简体繁体 English

AWS Comprehend 是否对图像进行分类？

[英]Does AWS Comprehend classify images?

原文 2020-04-06 15:42:15 0 3 amazon-web-services/ amazon-comprehend

I am fairly new to AWS Comprehend.我对 AWS Comprehend 还很陌生。 I know that AWS Comprehend can custom classify documents (Text Files).我知道 AWS Comprehend 可以自定义分类文档（文本文件）。 Does, AWS Comprehend also classify Image files? AWS Comprehend 是否也对图像文件进行分类？ Also, while training the model, is it necessary to give the entire document text in the CSV or will just keywords do?此外，在训练 model 时，是否有必要在 CSV 中提供整个文档文本，还是只使用关键字？

The reason being, I want to built a custom classifier that can classify invoice, Pay Stubs and few other such document types which are in image formats.原因是，我想构建一个自定义分类器，可以对发票、付款存根和其他一些图像格式的文档类型进行分类。 Can Comprehend do this?领悟能做到吗？ If so how?如果有怎么办？

Googled quite a lot but couldn't find anything much relevant around.谷歌搜索了很多，但找不到任何相关的东西。 Really appreciate your help with this.非常感谢您对此的帮助。

Thank you!谢谢！

3 个解决方案

Comprehend doesn't do this natively, so you would have to build a solution. Comprehend 本身并不这样做，因此您必须构建一个解决方案。 Something you could try is to combine Amazon Textract (for extracting the details from the documents) and then Comprehend to classify them.您可以尝试结合Amazon Textract （用于从文档中提取详细信息）然后 Comprehend 对它们进行分类。

From the FAQ, Textract calls out this as a common use case.在常见问题解答中，Textract 将此称为常见用例。 I couldn't find an exact example of someone doing this, but it is directly called out in the documentation .我找不到有人这样做的确切例子，但它直接在文档中被调用。

Amazon Comprehend only works on text. Amazon Comprehend 仅适用于文本。

Amazon Rekognition works on images. Amazon Rekognition 适用于图像。

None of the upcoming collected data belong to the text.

Issue #309, opened 2023-08-11
Support columns with width greater than 16MB for Snowflake QRep via Avro


heavycrystal:
There is a limitation from Snowflake's side on the maximum width of a column when copying records to Snowflake via the Avro intermediary format. The limit is 16MB and QRep mirrors will fail when they have columns with values greater than this. 

For now, we send an empty string instead of causing the mirror to fail.

PR #4743, opened 2026-08-29
Preserve large CDC values for non-Snowflake destinations

ilidemi:
## Problem

`RecordItems` carried a `TruncateThresholdBytes` field set by the source connector — 15 MiB everywhere, 16 MiB + 16 KiB for MongoDB. When a CDC record was serialized into the raw-table JSON, any `String`, `JSON`, or `HStore` value above that threshold was replaced with an empty value, for every destination.

That limit exists for Snowflake alone (#309), and it was applied everywhere. A 20 MiB text column replicated to ClickHouse landed as an empty string, with no error.

## Change

The threshold moves from the source-side record to a destination-aware serialization option, `ToJSONOptions.ClearValuesOverBytes` (0 preserves values). `rawTableJSONOptions` in `flow/connectors/utils/stream.go` sets it, and only for Snowflake.

| Destination | Values over 15 MiB (string / JSON / hstore) |
| --- | --- |
| Snowflake | cleared to `""` / `{}` — unchanged behavior |
| ClickHouse and all others | preserved |

Also in this PR:

- `shared.SnowflakeClearValueThresholdBytes` replaces the four hardcoded `15*1024*1024` literals in the Avro converter, so the raw-table path and the Avro path share one constant.
- `NewMongoRecordItems` is removed; MongoDB now uses `NewRecordItems`. Its 16 MiB + 16 KiB threshold is redundant because the MongoDB server caps documents at 16 MiB.

## Verification

New tests:

- `flow/model/record_items_test.go` — values are cleared at the configured limit and preserved when no limit is set.
- `ClickHouseSuite.Test_Large_Text_CDC` — CDC of a 100 MiB PostgreSQL `TEXT` and a 63 MiB MySQL `LONGTEXT` (just under MySQL's default 64 MiB `max_allowed_packet`), asserting the destination value length matches the source.

The e2e tests were validated to work: temporarily restoring the unconditional truncation made both ClickHouse cases fail with an empty destination value. As a stress check, PostgreSQL CDC of a 1023 MiB string also passed after temporarily raising the local ClickHouse server memory ceiling.

### DIFF
--- a/ancillary-docker-compose.yml
+++ b/ancillary-docker-compose.yml
@@ -135,6 +135,7 @@ services:
     image: ${MYSQL_GTID_IMAGE}
     command:
       - "--binlog-row-metadata=FULL"
+      - "--max-allowed-packet=128M"
     restart: unless-stopped
     volumes:
       - mysql_gtid_data:/var/lib/mysql
@@ -153,7 +154,7 @@ services:
   mysql-pos:
     container_name: peerdb-mysql-pos
     image: ${MYSQL_POS_IMAGE}
-    command: ["--log_bin=mysql-bin", "--server-id=1", "--bind-address=::"]
+    command: ["--log_bin=mysql-bin", "--server-id=1", "--bind-address=::", "--max-allowed-packet=128M"]
     restart: unless-stopped
     volumes:
       - mysql_pos_data:/var/lib/mysql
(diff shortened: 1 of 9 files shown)


dtunikov (approved):

jgao54 (approved):
lgtm, mongo-side safe to remove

AWS has all the building blocks to accomplish this, but you will have to configure/build this yourself. AWS 拥有完成此任务的所有构建块，但您必须自己配置/构建它。 You can use AWS Textract to extract all the text from a document, and then pass the text into the AWS Comprehend service to do the classification for document type.您可以使用 AWS Textract 从文档中提取所有文本，然后将文本传递到 AWS Comprehend 服务以对文档类型进行分类。

Before you can do this you need to train the machine learning part of Comprehend to do the correct identification of the document types.在执行此操作之前，您需要训练 Comprehend 的机器学习部分以正确识别文档类型。 You need to configure and train a custom classifier in AWS Comprehend where you supply a CSV file with a list of classifications for example 'document type' and then text that would be in the type of document.您需要在 AWS Comprehend 中配置和训练自定义分类器，在其中提供 CSV 文件，其中包含分类列表，例如“文档类型”，然后是文档类型中的文本。 If it is just forms then you can use Textract Form feature to only get key value pairs, then use the keys (labels in the form) as text for the custom classifier.如果只是 forms 那么您可以使用 Textract Form 功能仅获取键值对，然后使用键（表单中的标签）作为自定义分类器的文本。